Listed entries
PR #1627, opened 2024-08-02
OAK-11004: Remove usage of Guava Supplier interface

reschke:


reschke:
(as usual I'll let that sit for ~1 week)

nfsantos (approved):

PR #1633, opened 2024-08-09
OAK-11008 - AzureBlobStore: do not create a new CloudBlobContainer instance for every request to the backend

nfsantos:
Currently, whenever AzureBlobStoreBackend needs to make a call to Azure, it creates a new instance of CloudBlobContainer. But instances of this class can be reused and the configuration does not change after an instance of AzureBlobStoreBackend is created.

When making many calls to the Azure blob store, reusing the connection will likely speedup the calls to Azure.


amit-jain (approved):
lgtm!!

smiroslav (approved):

PR #1644, opened 2024-08-14
OAK-10792 : rename enum value DGC to FGC

rishabhdaim:


oak-store-document/src/main/java/org/apache/jackrabbit/oak/plugins/document/VersionGCRecommendations.java
```diff
@@ -428,6 +428,18 @@ public GCResult(boolean ignoreGC, TimeInterval gcScope) {
...
 
     enum GcType {
-        RGC, DGC
+        RGC("Revision GC"), // revision GC
+        FGC("Full GC"); // full GC
+
+        private final String name;
+
+        GcType(String name) {
+            this.name = name;
```
stefan-egli, line 437: noticed that this changes a [log.warn](https://github.com/apache/jackrabbit-oak/blob/19ee59c6f484c272ffbc04e58c8ba254d7c6da9e/oak-store-document/src/main/java/org/apache/jackrabbit/oak/plugins/document/VersionGCRecommendations.java#L408) so could influence down-stream automation that greps for the existing string (RGC vs "Revision GC")

stefan-egli: if we want this, perhaps there is a way to keep that log.warn intact, eg append this new `name` at the end and keep the original one at `RGC` .. not sure ...

stefan-egli: but maybe it's fine :)

rishabhdaim: the main reason for this PR is to remove `DGC` with `FGC`. I added names to the enum constructor to give them meaning names for better clarity.

stefan-egli (approved):

PR #2808, opened 2026-03-21
OAK-12134 - compaction with concurrent writes can increase segmentstore size

jsedding:
- fix test cleanup; data files should be deleted after FileStore is closed


jsedding:
@reschke I verified via debugging that this change fixes the order so the FileStore is closed first and the file deleted after. Could you please verify on Windows? Thank you.

reschke (approved):
It works!

PR #2812, opened 2026-03-23
OAK-12143 - Fix AsyncLaneSwitcher not switching lanes when async-previous pre-set

antonhosgood:
Currently, `switchLane` returns early whenever `async-previous` is set, assuming the lane has already been switched. However, `async-previous` can legitimately appear in user-provided index definitions (e.g. copied from a running system), causing the switch to be skipped incorrectly and the index to be silently dropped from reindexing.

The fix tightens the early-return check: only skip if `async-previous` is present and `async` already equals the target lane. If `async-previous` is present but `async` does not match the target lane, the property is treated as stale, discarded, and the switch proceeds normally.

### DIFF
--- a/oak-core/src/main/java/org/apache/jackrabbit/oak/plugins/index/importer/AsyncLaneSwitcher.java
+++ b/oak-core/src/main/java/org/apache/jackrabbit/oak/plugins/index/importer/AsyncLaneSwitcher.java
@@ -64,6 +64,8 @@ public class AsyncLaneSwitcher {
      * {@code laneName}, the property is treated as stale (e.g. copied from a running system
      * into a user-provided index definition). In that case the stale value is discarded and
      * the switch proceeds normally so the index is not silently skipped during reindexing.
+     * If {@code async-previous} is missing, then the switch to the temporary lane required for
+     * offline reindexing has not yet happened and will be carried out.
      */
     public static void switchLane(NodeBuilder idxBuilder, String laneName) {
         PropertyState currentAsyncState = idxBuilder.getProperty(ASYNC_PROPERTY_NAME);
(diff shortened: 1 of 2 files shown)


oak-core/src/main/java/org/apache/jackrabbit/oak/plugins/index/importer/AsyncLaneSwitcher.java
```diff
@@ -52,17 +56,33 @@ public class AsyncLaneSwitcher {
...
 
-        if (idxBuilder.hasProperty(ASYNC_PREVIOUS)){
-            //Lane already switched
-            return;
+        if (idxBuilder.hasProperty(ASYNC_PREVIOUS)) {
+            if (currentAsyncState != null
+                    && !currentAsyncState.isArray()
+                    && laneName.equals(currentAsyncState.getValue(Type.STRING))) {
+                // Lane already switched to the target — no-op
+                return;
```
thomasmueller, line 81:
```suggestion
                // Lane already switched to the target — no-op
                LOG.info("Index definition contains stale '{}' property (async='{}', target lane='{}') - " +
                    "retaining the old value because it matches the value", ASYNC_PREVIOUS, currentAsyncState, laneName);
                return;
```

thomasmueller (changes requested):

oak-core/src/main/java/org/apache/jackrabbit/oak/plugins/index/importer/AsyncLaneSwitcher.java
antonhosgood: Added a similar comment - in this case, the property is not necessarily stale.

PR #2813, opened 2026-03-23
OAK-12146 Use the latest elastic OR lucene index, if there are multiple

thomasmueller:


oak-core/src/test/java/org/apache/jackrabbit/oak/plugins/index/IndexNameAdditionalTest.java
```diff
@@ -0,0 +1,90 @@
...
+        // no competing paths: all candidates pass through
+        Collection<String> result = IndexName.filterGloballySuperseded(
+                List.of("/oak:index/lucene-2"),
+                List.of());
+        assertEquals(List.of("/oak:index/lucene-2"), List.copyOf(result));
+    }
+
+    @Test
+    public void filterGloballySuperseded_olderCompetitorKept() {
+        // lucene-2 vs. elasticsearch-1: lucene is newer, so lucene passes
```
thomasmueller:
```suggestion
        // lucene-2 is newer than /oak:index/lucene-1-custom-1, so it passes
```

oak-core/src/test/java/org/apache/jackrabbit/oak/plugins/index/IndexNameAdditionalTest.java
```diff
@@ -0,0 +1,90 @@
...
+        Collection<String> result = IndexName.filterGloballySuperseded(
+                List.of("/oak:index/lucene-2"),
+                List.of("/oak:index/lucene-2", "/oak:index/lucene-1-custom-1"));
+        assertEquals(List.of("/oak:index/lucene-2"), List.copyOf(result));
+    }
+
+    @Test
+    public void filterGloballySuperseded_newerCompetitorFilters() {
+        // lucene-1 vs. elasticsearch-2 (same base): lucene-1 is superseded
```
thomasmueller:
```suggestion
        // lucene-1 vs. lucene-2 (same base): lucene-1 is superseded
```

oak-core/src/test/java/org/apache/jackrabbit/oak/plugins/index/IndexNameAdditionalTest.java
```diff
@@ -0,0 +1,90 @@
...
+        List<String> candidates = List.of(
+                "/oak:index/lucene-1",
+                "/oak:index/other-1");
+        List<String> competing = List.of(
+                "/oak:index/lucene-2",
+                "/oak:index/other-1");
+        Collection<String> result = IndexName.filterGloballySuperseded(candidates, competing);
+        assertEquals(List.of("/oak:index/other-1"), List.copyOf(result));
+    }
+
```
thomasmueller:
```suggestion
```

oak-it-osgi/src/test/java/org/apache/jackrabbit/oak/osgi/IndexVersionSelectionTest.java
```diff
@@ -0,0 +1,222 @@
...
+        // planner *selects* (via EXPLAIN). For plan generation, ElasticIndexStatistics.numDocs()
+        // is called to estimate the entry count; it issues a COUNT request to Elasticsearch and
+        // throws index_not_found_exception if the index does not exist. That exception propagates
+        // as UncheckedExecutionException and is caught in FulltextIndex.getPlans(), which silently
+        // skips the index — causing the test to fail with "traverse allNodes".
+        //
+        // The fix: after committing the Oak index definitions (which registers the definition in
+        // the ElasticIndexTracker via the Observer callback), we create an empty Elasticsearch
+        // index directly via the REST client. numDocs() then returns 0, the planner can generate
+        // a plan, and version selection is exercised correctly.
```
fabriziofortino, line 185: I am wondering if we could avoid this. If the issue is just `ElasticIndexStatistics.numDocs()`, perhaps we can add a `@TestOnly` constructor in `ElasticIndexTracker` to pass a NoOp `ElasticIndexStatistics` instance. This will be used by `ElasticIndexNodeManager`/`ElasticIndexNode`. If this works, there would be no need to include `oak-search-elastic` and `testcontainers` dependencies along with `ElasticConnectionRule` that makes the test slow since it has to start an ES container.

thomasmueller: It's an IT test test, so I think it's fine if it's slower than other tests. I think it makes sense that we test with the "correct" setup, and don't mock it. And for this, I think we do _need_ to include both oak-search-elastic and oak-lucene, because this is what we test here: they need to reply with a plan for a given query. 

But I'm still trying to find is a way to make it more real-world: that is, I think it should be possible to configure things so that we don't risk NoClassDefFoundError, and we don't need to create a elastic index from within the test case...

thomasmueller: I now added a new test, but I think I'll remove it again: it has hardcoded versions, and requires to change the exported versions.

oak-search-elastic/pom.xml
```diff
@@ -44,6 +44,12 @@
         <artifactId>maven-bundle-plugin</artifactId>
         <configuration>
           <instructions combine.self="override">
+            <Export-Package>
+              org.apache.jackrabbit.oak.plugins.index.elastic,
```
reschke, line 48: These shouldn't have been added without adding package info files so that sematic versioning works.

What needs to be done
The required answer is the exact run of lines above starting at the line with "When making many" and ending at the line with "stefan-egli, line 437: noticed", with both ends present.

Exercise response
When making many calls to the Azure blob store, reusing the connection will likely speedup the calls to Azure.


amit-jain (approved):
lgtm!!

smiroslav (approved):

PR #1644, opened 2024-08-14
OAK-10792 : rename enum value DGC to FGC

rishabhdaim:


oak-store-document/src/main/java/org/apache/jackrabbit/oak/plugins/document/VersionGCRecommendations.java
```diff
@@ -428,6 +428,18 @@ public GCResult(boolean ignoreGC, TimeInterval gcScope) {
...
 
     enum GcType {
-        RGC, DGC
+        RGC("Revision GC"), // revision GC
+        FGC("Full GC"); // full GC
+
+        private final String name;
+
+        GcType(String name) {
+            this.name = name;
```
stefan-egli, line 437: noticed that this changes a [log.warn](https://github.com/apache/jackrabbit-oak/blob/19ee59c6f484c272ffbc04e58c8ba254d7c6da9e/oak-store-document/src/main/java/org/apache/jackrabbit/oak/plugins/document/VersionGCRecommendations.java#L408) so could influence down-stream automation that greps for the existing string (RGC vs "Revision GC")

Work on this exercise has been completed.